▶ What the exercise asks
The full set of entries must be copied exactly.

Collected data entries:
Issue #2502, opened 2023-12-14
[fv_all] - Some keyboards are not the latest


darcywong00:
@caforbes reported the latest 16.0 FV app doesn't include the latest versions for some keyboards:
* Southern Tutchone (updated 4mo ago) - on my Android phone it's listed as 9.2.1 but I see a plain qwerty layout (9.2)
* For Dane-Zaa Zaage (updated 2mo ago) I can only download 9.2, not 9.3
* we don't see a recently added keyboard in the list anywhere to download (Hul̓q̓umin̓um̓/hulquminum_combine

-----

Some other things to investigate:
* The latest [fv_all.kmp](https://downloads.keyman.com/keyboards/fv_all/12.5/) package (12.5) has a Last-modified timestamp 2023-04-03 while the folder is 2023-12-12
* fv_all (12.5) is including fv_dane_zaa_zaage 9.2

darcywong00:
> The latest fv_all.kmp package (12.5) ....

Ah right, I forgot this is where we increment the fv_all.kmp version
https://github.com/keymanapp/keyboards/blob/1a34852801783764f475743c6c515068b0910594/release/packages/fv_all/source/fv_all.kps.in#L21

darcywong00:
We might also need to update [keyboards.csv](https://github.com/keymanapp/keyman/blob/master/oem/firstvoices/keyboards.csv) in the main repo so the FV apps can associate the BC region with fv_hulquminum_combine

DavidLRowe:
@darcywong00 Does #2504 fix this issue?

darcywong00:
> Does https://github.com/keymanapp/keyboards/pull/2504 fix this issue?

That plus keymanapp/keyman#10269 which associates the BC Coast region for fv_hulquminum_combine will fix the issue.

darcywong00:
Fixed by the 3 associated PRs.
keymanapp/keyman#10285 has the fix for 16.0

PR #2350, opened 2023-08-24
Fv southern tutchone

HopsAndHops:
- Updated to single codepoint outputs where possible
- Updated documentation
- Centered keyboard
- Removed duplicate punctuation

Approved by @caforbes

PR #2504, opened 2023-12-16
[fv_all] Bump versions to publish earlier fixes

darcywong00:
Addresses these points on  #2502 
* Southern Tutchone (updated 4mo ago) - on my Android phone it's listed as 9.2.1 but I see a plain qwerty layout (9.2)
* we don't see a recently added keyboard in the list anywhere to download (Hul̓q̓umin̓um̓/hulquminum_combine
* The latest [fv_all.kmp](https://downloads.keyman.com/keyboards/fv_all/12.5/) package (12.5) has a Last-modified timestamp 2023-04-03 while the folder is 2023-12-12
* fv_all (12.5) is including fv_dane_zaa_zaage 9.2

Changes:
* The keyboard version in fv_southern_tutchone.kmn should be 9.2.2 to to publish the updates from #2350.
* The fv_all keyboard package is maintained in fv_all.kps.in so it needs to be bumped to 15.6 to publish updates since April 2023.
* Bumping fv_all version will include hulquminum_combine

I still need to update the keyboards.csv file in the Keyman source repo for the mobile apps to associate Region and Language ID for ~fv_southern_tutchone~ fv_hulquminum_combine.

Tagging @caforbes


caforbes:
Looks good, thanks for looking into this. For adding the new keyboard, I assume you meant `fv_hulquminum_combine`, which can have the same values as `fv_hulquminum`.

Are there any other steps we might need to take when performing keyboard updates in future? We have more planned.

FYI I will be away until Jan 4.

darcywong00:
Sorry will have to investigate why hulquminum_combine isn't getting included

darcywong00:
Thanks all. I'll merge this first, so that the new fv_all.kmp keyboard package will be available to test #10269.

▶ Final answer
Issue #2502, opened 2023-12-14
[fv_all] - Some keyboards are not the latest


darcywong00:
@caforbes reported the latest 16.0 FV app doesn't include the latest versions for some keyboards:
* Southern Tutchone (updated 4mo ago) - on my Android phone it's listed as 9.2.1 but I see a plain qwerty layout (9.2)
* For Dane-Zaa Zaage (updated 2mo ago) I can only download 9.2, not 9.3
* we don't see a recently added keyboard in the list anywhere to download (Hul̓q̓umin̓um̓/hulquminum_combine

-----

Some other things to investigate:
* The latest [fv_all.kmp](https://downloads.keyman.com/keyboards/fv_all/12.5/) package (12.5) has a Last-modified timestamp 2023-04-03 while the folder is 2023-12-12
* fv_all (12.5) is including fv_dane_zaa_zaage 9.2

darcywong00:
> The latest fv_all.kmp package (12.5) ....

Ah right, I forgot this is where we increment the fv_all.kmp version
https://github.com/keymanapp/keyboards/blob/1a34852801783764f475743c6c515068b0910594/release/packages/fv_all/source/fv_all.kps.in#L21

darcywong00:
We might also need to update [keyboards.csv](https://github.com/keymanapp/keyman/blob/master/oem/firstvoices/keyboards.csv) in the main repo so the FV apps can associate the BC region with fv_hulquminum_combine

DavidLRowe:
@darcywong00 Does #2504 fix this issue?

darcywong00:
> Does https://github.com/keymanapp/keyboards/pull/2504 fix this issue?

That plus keymanapp/keyman#10269 which associates the BC Coast region for fv_hulquminum_combine will fix the issue.

darcywong00:
Fixed by the 3 associated PRs.
keymanapp/keyman#10285 has the fix for 16.0

PR #2350, opened 2023-08-24
Fv southern tutchone

HopsAndHops:
- Updated to single codepoint outputs where possible
- Updated documentation
- Centered keyboard
- Removed duplicate punctuation

Approved by @caforbes

PR #2504, opened 2023-12-16
[fv_all] Bump versions to publish earlier fixes

darcywong00:
Addresses these points on  #2502 
* Southern Tutchone (updated 4mo ago) - on my Android phone it's listed as 9.2.1 but I see a plain qwerty layout (9.2)
* we don't see a recently added keyboard in the list anywhere to download (Hul̓q̓umin̓um̓/hulquminum_combine
* The latest [fv_all.kmp](https://downloads.keyman.com/keyboards/fv_all/12.5/) package (12.5) has a Last-modified timestamp 2023-04-03 while the folder is 2023-12-12
* fv_all (12.5) is including fv_dane_zaa_zaage 9.2

Changes:
* The keyboard version in fv_southern_tutchone.kmn should be 9.2.2 to to publish the updates from #2350.
* The fv_all keyboard package is maintained in fv_all.kps.in so it needs to be bumped to 15.6 to publish updates since April 2023.
* Bumping fv_all version will include hulquminum_combine

I still need to update the keyboards.csv file in the Keyman source repo for the mobile apps to associate Region and Language ID for ~fv_southern_tutchone~ fv_hulquminum_combine.

Tagging @caforbes


caforbes:
Looks good, thanks for looking into this. For adding the new keyboard, I assume you meant `fv_hulquminum_combine`, which can have the same values as `fv_hulquminum`.

Are there any other steps we might need to take when performing keyboard updates in future? We have more planned.

FYI I will be away until Jan 4.

darcywong00:
Sorry will have to investigate why hulquminum_combine isn't getting included

darcywong00:
Thanks all. I'll merge this first, so that the new fv_all.kmp keyboard package will be available to test #10269.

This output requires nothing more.